# Graco gun tip leaks at tip area?



## FussyBob (Aug 13, 2011)

I'm normally a exterior painter with roller and brush, but decided to try airless painting. Bought Graco X7 Magnum to start out and then upgrade later. The system came with the GS2 gun and 515 tip. I wanted to also try it with oil based fence staining so I decided to get some 513 and 313 tips. I looked on Ebay and found that Prosource Supply had the tips (non-Graco) and guards that I was looking for and purchased them.


Today was the first time I had to test out the system, used water for testing. Everything went perfect with the Graco equipment (no leaks) and am very pleased that I can handled this with ease. I switched over the Prosource tip and Prosource guard and water drips out very fast at the tip end areas (not the orifice), put another Prosource tip and guard on the same thing leaking. Put the Prosource tip in the Graco shield and still some dripping. I can't believe that the Prosource tips would be that bad to leak like this.

My question is am I spending too much time on the dripping because I'm using water as a test and that with a higher viscosity latex this will not happen? 


Thanks,

Bob P.


----------



## mustangmike3789 (Jun 11, 2011)

did you replace the gasket.


----------



## FussyBob (Aug 13, 2011)

mustangmike3789 said:


> did you replace the gasket.


 
The tip metal and fiber (probably rubber) gasket in the guard, yes.


----------



## PatsPainting (Mar 4, 2010)

So it works fine with the graco guard and tip but leaks with the other one?

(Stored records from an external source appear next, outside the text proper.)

Issue #5436, opened 2022-02-07
New work under review not showing up at "Review Submissions" on dashboard


MPLSFedResearchTZ:
### Descriptive summary

In Hyrax 3.3.0, as a manager of a workflow, after a work is created by a user and is under review, I expect to see it in two sections on dashboard: 1) In the list of the "Managed Works" in "Works" section; 2) In the list of the "Under Review" in "Review Submissions" section. 

### Expected behavior

The manager can see the newly created work under review at the section of "Managed Works":

![image](https://user-images.githubusercontent.com/93392603/152865081-9efa652f-6294-4f30-8b56-c79e56a0de45.png)

It should be in the list of the section of "Review Submissions".

### Actual behavior

But the newly created work is missing in the list of "Under Review" in "Review Submissions" section:
![image](https://user-images.githubusercontent.com/93392603/152868523-514b8146-1a8a-4dc0-9015-15780e11e3d0.png)

### Steps to reproduce the behavior

1. Log in as an admin user,  select an admin set and then attach to it a submission-review workflow, e.g., the "mediated deposit workflow".  After this, assign a non-admin user as the manager of the admin set and define the user/user roles who will use this admin set with the submission workflow to submit works.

Sometimes you might need to add two gaskets as the part that screws on to the gun has more threads or is longer

Pat


----------



## FussyBob (Aug 13, 2011)

PatsPainting said:


> So it works fine with the graco guard and tip but leaks with the other one? Sometimes you might need to add two gaskets as the part that screws on to the gun has more threads or is longer
> 
> Pat


 
I will try two gaskets tomorrow. The nut that screw on to the gun doesn't bottom out against the gun so it should be compressing the gasket properly. 

I just got my micrometer out and both tips are identical in diameter, 0.437 in., so now why should these Prosource tips leak in the Graco OEM guard and the Graco tip doesn't leak? Both are measured identical diameters dimension wise.


----------



## PatsPainting (Mar 4, 2010)

I'm guessing its not the tip, gotta be a gasket or something not seating right. 

Pat


----------



## c65jones (Mar 27, 2011)

Typically this is a gasket problem. Shouldn't have anything to do with the fact you are just running water.


----------



## Wolfgang (Nov 16, 2008)

I've had the same thing happen with Graco tip housings also. Take it off the gun, clean *all* the paint off the male threads on the gun and the female on the housing. Do the same with the tip-seating gasket. I eventually just went with the yellow Graco poly/plastic (?) gaskets and it took care of the majority of problems. Note: If you have any paint leakage at all, you really need to clean the threads as described above - any paint left in any areas that form a seal will just cause new leaks.


----------



## FussyBob (Aug 13, 2011)

Solved the problem.

1. It really bothered me why the 2 Prosource tips in the OEM Graco guard housing leaked, even though they were the same exact dimensions. Tried 2 washers and that didn't work. So with nothing to lose, I buffed the tip barrels with extremely fine emery cloth.....BINGO no leaks!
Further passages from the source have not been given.